Normally, logistics costs roughly 10 per cent of the landed price (in foreign shores) of exports. Of the total, half is attributed to sea freight. All calculations have now gone haywire. It means while exports rose, the exporters suffered. They entered into contracts a minimum of 90 to 120 days in advance.
It was impossible for them to anticipate such a situation and they didn’t.
The worst sufferers were the smaller players in textiles, garments, handicrafts, agri-produce etc. They wanted to tap the Christmas booking opportunity in the West. Their alacrity brought the country much-needed market penetration.
The space shortage in vessels and the high freight rates, however, may not sustain for long. But markets once lost will go to more competitive China or Vietnam.
For long-term national interests, India should compensate its exporters for the loss.
Costly logistics, getting costlier
Exporting is not an easy option in India. Leaving aside known hurdles before manufacturing, costly but unreliable logistics is a major cost escalator.
Together with the high cost of finance, it makes Indian exports uncompetitive in the global market.
The results are before our eyes. India is the world’s largest cotton producer but a laggard in textile exports. China meets part of its cotton requirements from India and holds the top position in textile exports.
Between 2011 and 2020, India’s total exports remained stagnant at around $300 billion. During the same period, Vietnam’s exports increased three-fold from $96 billion to $281 billion, higher than India’s $275 billion.
There is no quick remedy to this problem. The average speed of cargo movement in road or rail is behind China. The average size of trucks is smaller. Double stacking of containers is still a dream in both rail and road. There is no way you can do double-stacking, till the old overhead structures are replaced by new ones.
Leave aside developed economies like Australia; even a poor Myanmar, uses better trucks.
An inefficient monopoly, called Indian Railways, is making industrial development in the hinterlands difficult. From Varanasi or Kanpur, exporters send containers by truck to Nhava Sheva port, covering nearly 1,300 km.

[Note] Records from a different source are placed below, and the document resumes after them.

PR #4511, opened 2025-05-30
Change `deepEqual.js` as Rhino doesn't support Array spreading.

aardvark179:
Small change to allow `deepEqual.js` to parse and work on Rhino again. Weirdly all the template syntax is supported just fine, but array spreading is the thing that isn't actually supported.

Checked with engine 262 that no tests have regressed with this change.


ptomato:
Seems fine. Although we are trying to phase out `deepEqual.js`, it's still desirable to ensure that harness files work with all test262 consumers.

Please ping when it's no longer draft, and ready for review.

aardvark179:
@ptomato ready for review. I only put it in draft because I realised it wasn't up to date with main.

PR #93, opened 2024-07-15
[th/test-metadata-in-result] record the TestMetadata in the result

thom311:
The TestMetadata structure describes which test we run. Embed that one in the Result, instead of picking a few properties.


wizhaoredhat:
LGTM. Better to consolidate the attributes into 1 obj.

Road freight is costlier. But it's more reliable. Rail doesn’t run scheduled services. They will wait for the pile to get bigger enough to fill a rake or other such considerations.
No one cares if the exporter ends up losing money for delayed delivery to the customer or ends up paying demurrages to the shipping liner for the slow turnaround of the container.

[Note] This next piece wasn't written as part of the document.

PR #94, opened 2024-07-16
[th/simple-tcp-client-server-test] simple: add a test type with a simple python tcp echo server/client

thom311:
The purpose is to have an alternative test tool. In this case, it's a relatively simple Python script where the client connects via TCP, sends a message, and the server sends it back.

Business depends on trust and trust comes from reliability. In India, logistics is unreliable. The exporter tries to cover that up by making the schedule longer, holding more stock in transit, thereby blocking his working capital.
For a country where interest rates are higher than exporting nations like China, blocking working capital is exorbitantly costly. The disruptions in the shipping industry came as an added cost and the exporter is now out of breadth.
Logistics Policy needed
India doesn’t have any quick remedy to the space shortage in shipping. According to the grapevine, China is unofficially forcing its flag bearing vessels to pick up Chinese cargo.

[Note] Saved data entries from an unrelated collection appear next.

PR #95, opened 2024-07-16
[th/container-fix-shutdown] fix shutdown of test pods, use tini init process and minor cleanups

thom311:
- `oc delete` is used to cleanup the created pods. Those pods ran `/sbin/init`, which was unkillable by SIGTERM. Hence, every test would waste 30 seconds waiting to kill those containers. Replace that with `tini`, which can be killed fast.

See also: https://github.com/krallin/tini

- enable EPEL/CBR in the test image `quay.io/wizhao/tft-tools:latest`. Also install `psproc-ng` and `coreutils` for better usability of the container when debugging.

### DIFF
--- a/images/Containerfile
+++ b/images/Containerfile
@@ -11,6 +11,8 @@ RUN curl -L -o /etc/yum.repos.d/benchmark:openSUSE_Factory.repo https://download
 RUN dnf install -y epel-next-release epel-release
 
 RUN dnf install \
+        --allowerasing \
+        coreutils \
         cri-tools \
         ethtool \
         git \
--- a/images/Containerfile
+++ b/images/Containerfile
@@ -25,6 +25,7 @@ RUN dnf install \
         net-tools \
         netperf \
         pciutils \
+        procps-ng \
         python3 \
         sysstat \
         tcpdump \
--- a/images/Containerfile
+++ b/images/Containerfile
@@ -31,6 +31,7 @@ RUN dnf install \
         python3 \
         sysstat \
         tcpdump \
+        tini \
         util-linux \
         vim \
         wget \
@@ -38,4 +39,7 @@ RUN dnf install \
 
 RUN mkdir -p /etc/ocp-traffic-flow-tests && echo "ocp-traffic-flow-tests" > /etc/ocp-traffic-flow-tests/data
 
-CMD ["/bin/bash"]
+COPY ./images/container-entry-point.sh /usr/bin/container-entry-point.sh
+
+ENTRYPOINT ["/usr/bin/container-entry-point.sh"]
+CMD ["/usr/bin/sleep", "infinity"]
--- a/images/Containerfile
+++ b/images/Containerfile
@@ -1,8 +1,14 @@
 FROM quay.io/centos/centos:stream9
 
+RUN dnf install -y 'dnf-command(config-manager)'
+
+RUN dnf config-manager --set-enabled crb
+
 RUN curl -L -o /etc/yum.repos.d/devel:kubic:libcontainers:stable.repo https://download.opensuse.org/repositories/devel:/kubic:/libcontainers:/stable/CentOS_9_Stream/devel:kubic:libcontainers:stable.repo
 
 RUN curl -L -o /etc/yum.repos.d/benchmark:openSUSE_Factory.repo https://download.opensuse.org/repositories/benchmark/openSUSE_Factory/benchmark.repo
+
+RUN dnf install -y epel-next-release epel-release
 
 RUN dnf install \
         cri-tools \
--- a/images/Containerfile
+++ b/images/Containerfile
@@ -4,7 +4,28 @@ RUN curl -L -o /etc/yum.repos.d/devel:kubic:libcontainers:stable.repo https://do
 
 RUN curl -L -o /etc/yum.repos.d/benchmark:openSUSE_Factory.repo https://download.opensuse.org/repositories/benchmark/openSUSE_Factory/benchmark.repo
 
-RUN INSTALL_PKGS="vim wget jq python3 git cri-tools net-tools iptables iproute pciutils ethtool httpd iperf3 tcpdump sysstat ipmitool util-linux netperf nc iputils" && yum install -y ${INSTALL_PKGS}
+RUN dnf install \
+        cri-tools \
+        ethtool \
+        git \
+        httpd \
+        iperf3 \
+        ipmitool \
+        iproute \
+        iptables \
+        iputils \
+        jq \
+        nc \
+        net-tools \
+        netperf \
+        pciutils \
+        python3 \
+        sysstat \
+        tcpdump \
+        util-linux \
+        vim \
+        wget \
+        -y
 
 RUN mkdir -p /etc/ocp-traffic-flow-tests && echo "ocp-traffic-flow-tests" > /etc/ocp-traffic-flow-tests/data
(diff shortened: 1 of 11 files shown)


images/Containerfile
```diff
@@ -1,11 +1,45 @@
...
+        wget \
+        -y
 
 RUN mkdir -p /etc/ocp-traffic-flow-tests && echo "ocp-traffic-flow-tests" > /etc/ocp-traffic-flow-tests/data
 
-CMD ["/bin/bash"]
+COPY ./images/container-entry-point.sh /usr/bin/container-entry-point.sh
+
+ENTRYPOINT ["/usr/bin/container-entry-point.sh"]
+CMD ["/usr/bin/sleep", "infinity"]
```
wizhaoredhat, line 45: Why is there entry point and CMD?

thom311: CMD is there, so that you can run `podman run --rm --name foo quay.io/wizhao/tft-tools:latest` without specifying a command.

The CMD is separate from ENTRYPOINT, so that theoretically you could run `podman run --rm --name foo quay.io/wizhao/tft-tools:latest $CMD`, though, I am not sure whether that is really useful.

When we create the pod in openshift, it anyway overwrites both ENTRYPOINT and CMD and doesn't use it.

task.py
```diff
@@ -265,13 +265,13 @@ def get_namespace(self) -> str:
...
 
-    def get_template_args(self) -> dict[str, str]:
+    def get_template_args(self) -> dict[str, str | list[str]]:
         return {
             "name_space": self.get_namespace(),
             "test_image": tftbase.get_tft_test_image(),
             "image_pull_policy": tftbase.get_tft_image_pull_policy(),
-            "command": "/sbin/init",
-            "args": "",
+            "command": "/usr/bin/container-entry-point.sh",
```
wizhaoredhat, line 273: Looks a bit weird calling the entry point script as a command here...

thom311: why is  that weird?

To my understanding, the `ENTRYPOINT`+`CMD` is the way of how the image is called by default. For example, when you run `podman run --rm --name foo quay.io/wizhao/tft-tools:latest` (that is, without specifying `--entrypoint` and not providing a `CMD` argument).

In the pod CR's `"command"` and `"args"` complete replace the `ENTRYPOINT`/`CMD`, as they fully specify command is called.

In this case, the pod's `"command"` is the same as `ENTRYPOINT`.

Note, that the pod's `"args"` is left empty. So this invocation is not exactly `ENTRYPOINT`+`CMD` but only `ENTRYPOINT`. If we wanted it to be the same, we had to set `"args": ["sleep", "infinity"]`. That is not exactly done, but note `container-entry-point.sh` defaults to `sleep infinity` when called without arguments, so we get the same result. This is done, so we don't redundantly have to set `"args"` and `container-entry-point.sh` alone knows what we want to do.

wizhaoredhat:
Sorry let me read up more on entrypoint and commands in docker files.

images/Containerfile
wizhaoredhat: Sorry why does it override both ENTRYPOINT and CMD in openshift? I am pretty sure it still honors it in openshift.

task.py
wizhaoredhat: I am confused because the purpose of entrypoint is to not allow any arbitrary command to go through. But in the cases here we can, even when the entrypoint is specified in the container. 
Does the execution look like this:
`usr/bin/container-entry-point.sh /usr/bin/container-entry-point.sh` (i think you can run ps -aux on the worker)
First one is from entry point in docker file
Second one is from the command above?

thom311: > I am confused because the purpose of entrypoint is to not allow any arbitrary command to go through.

ENTRYPOINT is used in some cases as how to run the container (`podman run`). But it's not used in others (`podman run` or the way we run the container in openshift).

You can see this yourself:


```
$ podman build --no-cache -t foo -f images/Containerfile .
```

Then:

```
$ time podman run --rm --name x foo &
[1] 14355
$ podman exec -ti x ps -aux
USER         PID %CPU %MEM    VSZ   RSS TTY      STAT START   TIME COMMAND
root           1  0.3  0.0   2648  1280 ?        Ss   07:04   0:00 /usr/bin/tini -p SIGTERM -g -e 143 -- /usr/bin/sleep infinity
root           2  0.0  0.0   2652  1408 ?        S    07:04   0:00 /usr/bin/sleep infinity
root           3  0.0  0.0  16412  5888 pts/0    Rs+  07:04   0:00 ps -aux
$ time podman stop x
x

real    0m0.187s
user    0m0.095s
sys     0m0.039s
$ 
real    0m12.492s
user    0m0.138s
sys     0m0.106s
[1]+  Done                    time podman run --rm --name x foo
```
```
$ time podman run --rm --name x foo sleep 1000 &
[1] 14494
$ podman exec -ti x ps -aux
USER         PID %CPU %MEM    VSZ   RSS TTY      STAT START   TIME COMMAND
root           1  0.3  0.0   2648  1152 ?        Ss   07:05   0:00 /usr/bin/tini -p SIGTERM -g -e 143 -- sleep 1000
root           2  0.0  0.0   2652  1408 ?        S    07:05   0:00 sleep 1000
root           3  0.0  0.0  16412  6016 pts/0    Rs+  07:05   0:00 ps -aux
$ time podman stop x
x

real    0m0.182s
user    0m0.091s
sys     0m0.037s
$ 
real    0m12.322s
user    0m0.145s
sys     0m0.087s
[1]+  Done                    time podman run --rm --name x foo sleep 1000
```

Note:
- PID1 is `tini`, because  `container-entry-point.sh` script calls `exec tini`.
- `podman stop` works. `podman kill -s TERM` would also work. And so does `oc delete ...` succeed to terminate the pod fast.
- ENTRYPOINT+CMD is used during `podman run` if no CMD is provided.
- ENTRYPOINT+`$args` is used during `podman run ... $args`
- `podman exec` does not use ENTRYPOINT nor CMD
- as PIDs in above example, we have
  - PID1 for `tini` (via  `exec` in `container-entry-point.sh`
  - PID2, the sleep command started by `tini`
  - PID3, the `ps` from `podman exec`. This didn't go through `container-entry-point.sh`, otherwise the PID would be larger.
- the use of `tini` here is similar to what you would get with `podman|docker run --init`. Except, that only works with podman/docker, while explicitly calling `tini` works with any container runtime (crictl called by kubernetes).

Finally, read https://kubernetes.io/docs/tasks/inject-data-application/define-command-argument-container/#define-a-command-and-arguments-when-you-create-a-pod :

> The command field corresponds to ENTRYPOINT, and the args field corresponds to CMD in some container runtimes.

The effects of

```
    command:
      - "/usr/bin/container-entry-point.sh"
     args:
       - sleep
       - infinity
```
```
    command:
      - "/usr/bin/container-entry-point.sh"
     args: []
```
```
    command: []
     args: []
```
are basically all the same. The branch chooses the second variant, because partly is explicit (by setting `command`/`ENTRYPOINT`) and partly relies on the default behavior of running "/usr/bin/container-entry-point.sh" without arguments.


This branch is correct.

wizhaoredhat: Ah I see `The command field corresponds to ENTRYPOINT, and the args field corresponds to CMD in some container runtimes.`

I learnt something important here. Thanks @thom311 . I appreciate you explaining this to me.

wizhaoredhat:
LGTM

India doesn’t even have that option as there are very few vessels with an Indian flag. The Narendra Modi government is pushing this agenda with all sincerity. Time will tell if it is successful.
The dependence on foreign transshipment ports is proving costly. Due to the rush in US-China traffic, mother vessels are calling on such ports less frequently. Given the growing Chinese dominance in Sri Lanka, the disruption is an eye-opener to potential strategic hurdles of the future.
India is now keen to have its own transshipment port, but once again, that’s a long-term affair and needs dogged persuasion.
The need of the hour is a long-term vision on logistics that will tie all loose ends. The government announced the move to draft the Logistics Policy in June last year.
However, the policy is still awaiting finalisation. Hopefully, it will now be taken up in right earnest. We cannot control global disruptions, but efficiency at home will give us an extra edge in such situations.